=== Section Start ===

PR #675, opened 2020-11-11
Update polaris breadcrumbs

tomnez:
v3.10 - v5.5 diff [here](https://github.com/Shopify/polaris-react/compare/v3.10.0...v5.5.0)

- co-locates template
- misc 🧹


addon/components/polaris-breadcrumbs.js
```diff
@@ -16,7 +10,7 @@ export default class PolarisBreadcrumbs extends Component {
    * @default []
    * @public
    */
-  breadcrumbs = [];
```
vladucu, line 19: wouldn't removing this default blow up if breadcrumbs is undefined and we assume it's an array?

addon/components/polaris-breadcrumbs.hbs
```diff
@@ -0,0 +1,41 @@
...
+    <PolarisUnstyledLink
+      class="Polaris-Breadcrumbs__Breadcrumb"
+      @url={{this.breadcrumb.url}}
+      @ariaLabel={{this.breadcrumb.accessibilityLabel}}
+      @onMouseUp={{this.handleMouseUpByBlurring}}
+    >
+      <span class="Polaris-Breadcrumbs__ContentWrapper">
+        <span data-test-breadcrumb-icon class="Polaris-Breadcrumbs__Icon">
+          {{!-- TODO #polaris-v5-newDesignLanguage add newDesignLanguage icon, styles, and visually-hidden wrapper --}}
+          <PolarisIcon @source="chevron-left" />
```
vladucu, line 16:
```suggestion
          <PolarisIcon @source="ChevronLeftMinor" />
```

addon/components/polaris-breadcrumbs.hbs
```diff
@@ -0,0 +1,41 @@
...
+    <button
+      class="Polaris-Breadcrumbs__Breadcrumb"
+      type="button"
+      aria-label={{this.breadcrumb.accessibilityLabel}}
+      {{on "click" this.handleClick}}
+      {{on "mouseup" this.handleMouseUpByBlurring}}
+    >
+      <span class="Polaris-Breadcrumbs__ContentWrapper">
+        <span data-test-breadcrumb-icon class="Polaris-Breadcrumbs__Icon">
+          <PolarisIcon @source="chevron-left" />
```
vladucu, line 33:
```suggestion
          <PolarisIcon @source="ChevronLeftMinor" />
```

addon/components/polaris-breadcrumbs.hbs
```diff
@@ -0,0 +1,41 @@
+<nav
```
vladucu, line 1: if there is no `breadcrumb`, we shouldn't be rendering anything. Can we do that here like [original version](https://github.com/Shopify/polaris-react/blob/master/src/components/Breadcrumbs/Breadcrumbs.tsx#L27) pls

vladucu (changes requested):
Minor comments and we need to fix tests

addon/components/polaris-breadcrumbs.js
tomnez: Not in this case since we only use it in `get breadcrumb()` which won't run unless `breadcrumbs` changes (a.k.a. gets passed in as a value). But to your point maybe we should keep it in case things change in the future?

Should we create a getter with `this.args.breadcrumbs || []`, or just do a check inside `get breadcrumb()` since that's the only spot it's used? Any strong opinion here? @vladucu

addon/components/polaris-breadcrumbs.hbs
```diff
@@ -0,0 +1,41 @@
...
+  {{#if this.breadcrumb.url}}
+    <PolarisUnstyledLink
+      class="Polaris-Breadcrumbs__Breadcrumb"
+      @url={{this.breadcrumb.url}}
+      @ariaLabel={{this.breadcrumb.accessibilityLabel}}
+      @onMouseUp={{this.handleMouseUpByBlurring}}
+    >
+      <span class="Polaris-Breadcrumbs__ContentWrapper">
+        <span data-test-breadcrumb-icon class="Polaris-Breadcrumbs__Icon">
+          {{!-- TODO #polaris-v5-newDesignLanguage add newDesignLanguage icon, styles, and visually-hidden wrapper --}}
```
vladucu, line 15: @tomnez I've merged #678 which adds support for this new design language option.
Let's update this and remove the TODO before considering this done

addon/components/polaris-breadcrumbs.js
```diff
@@ -1,22 +1,19 @@
...
+
   /**
    * Collection of breadcrumbs
    *
    * @type {Array}
    * @default []
    * @public
    */
-  breadcrumbs = [];
+  breadcrumbs; // TODO add @arg breadcrumbs = [] when decorator is merged
```
tomnez, line 16: Will get this done before merging once we get my PolarisBadge PR merged.

vladucu (commented):
@tomnez there are some merge conflicts here, let's get those addressed before another review pls

vladucu (changes requested):
There are some failing specs related to changes here.

Note that [this](https://github.com/smile-io/ember-polaris/pull/677) was merged which is a component used by breadcrumbs.

vladucu (approved):
There's a pending TODO left, but otherwise this looks really nice.
Thanks for the updates, nicely done! 🚀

=== Section End ===

**EXERCISE DIRECTIONS**
A complete, exact copy of the entries is required.

**RESULT OF THIS TASK**
PR #675, opened 2020-11-11
Update polaris breadcrumbs

tomnez:
v3.10 - v5.5 diff [here](https://github.com/Shopify/polaris-react/compare/v3.10.0...v5.5.0)

- co-locates template
- misc 🧹


addon/components/polaris-breadcrumbs.js
```diff
@@ -16,7 +10,7 @@ export default class PolarisBreadcrumbs extends Component {
    * @default []
    * @public
    */
-  breadcrumbs = [];
```
vladucu, line 19: wouldn't removing this default blow up if breadcrumbs is undefined and we assume it's an array?

addon/components/polaris-breadcrumbs.hbs
```diff
@@ -0,0 +1,41 @@
...
+    <PolarisUnstyledLink
+      class="Polaris-Breadcrumbs__Breadcrumb"
+      @url={{this.breadcrumb.url}}
+      @ariaLabel={{this.breadcrumb.accessibilityLabel}}
+      @onMouseUp={{this.handleMouseUpByBlurring}}
+    >
+      <span class="Polaris-Breadcrumbs__ContentWrapper">
+        <span data-test-breadcrumb-icon class="Polaris-Breadcrumbs__Icon">
+          {{!-- TODO #polaris-v5-newDesignLanguage add newDesignLanguage icon, styles, and visually-hidden wrapper --}}
+          <PolarisIcon @source="chevron-left" />
```
vladucu, line 16:
```suggestion
          <PolarisIcon @source="ChevronLeftMinor" />
```

addon/components/polaris-breadcrumbs.hbs
```diff
@@ -0,0 +1,41 @@
...
+    <button
+      class="Polaris-Breadcrumbs__Breadcrumb"
+      type="button"
+      aria-label={{this.breadcrumb.accessibilityLabel}}
+      {{on "click" this.handleClick}}
+      {{on "mouseup" this.handleMouseUpByBlurring}}
+    >
+      <span class="Polaris-Breadcrumbs__ContentWrapper">
+        <span data-test-breadcrumb-icon class="Polaris-Breadcrumbs__Icon">
+          <PolarisIcon @source="chevron-left" />
```
vladucu, line 33:
```suggestion
          <PolarisIcon @source="ChevronLeftMinor" />
```

addon/components/polaris-breadcrumbs.hbs
```diff
@@ -0,0 +1,41 @@
+<nav
```
vladucu, line 1: if there is no `breadcrumb`, we shouldn't be rendering anything. Can we do that here like [original version](https://github.com/Shopify/polaris-react/blob/master/src/components/Breadcrumbs/Breadcrumbs.tsx#L27) pls

vladucu (changes requested):
Minor comments and we need to fix tests

addon/components/polaris-breadcrumbs.js
tomnez: Not in this case since we only use it in `get breadcrumb()` which won't run unless `breadcrumbs` changes (a.k.a. gets passed in as a value). But to your point maybe we should keep it in case things change in the future?

Should we create a getter with `this.args.breadcrumbs || []`, or just do a check inside `get breadcrumb()` since that's the only spot it's used? Any strong opinion here? @vladucu

addon/components/polaris-breadcrumbs.hbs
```diff
@@ -0,0 +1,41 @@
...
+  {{#if this.breadcrumb.url}}
+    <PolarisUnstyledLink
+      class="Polaris-Breadcrumbs__Breadcrumb"
+      @url={{this.breadcrumb.url}}
+      @ariaLabel={{this.breadcrumb.accessibilityLabel}}
+      @onMouseUp={{this.handleMouseUpByBlurring}}
+    >
+      <span class="Polaris-Breadcrumbs__ContentWrapper">
+        <span data-test-breadcrumb-icon class="Polaris-Breadcrumbs__Icon">
+          {{!-- TODO #polaris-v5-newDesignLanguage add newDesignLanguage icon, styles, and visually-hidden wrapper --}}
```
vladucu, line 15: @tomnez I've merged #678 which adds support for this new design language option.
Let's update this and remove the TODO before considering this done

addon/components/polaris-breadcrumbs.js
```diff
@@ -1,22 +1,19 @@
...
+
   /**
    * Collection of breadcrumbs
    *
    * @type {Array}
    * @default []
    * @public
    */
-  breadcrumbs = [];
+  breadcrumbs; // TODO add @arg breadcrumbs = [] when decorator is merged
```
tomnez, line 16: Will get this done before merging once we get my PolarisBadge PR merged.

vladucu (commented):
@tomnez there are some merge conflicts here, let's get those addressed before another review pls

vladucu (changes requested):
There are some failing specs related to changes here.

Note that [this](https://github.com/smile-io/ember-polaris/pull/677) was merged which is a component used by breadcrumbs.

vladucu (approved):
There's a pending TODO left, but otherwise this looks really nice.
Thanks for the updates, nicely done! 🚀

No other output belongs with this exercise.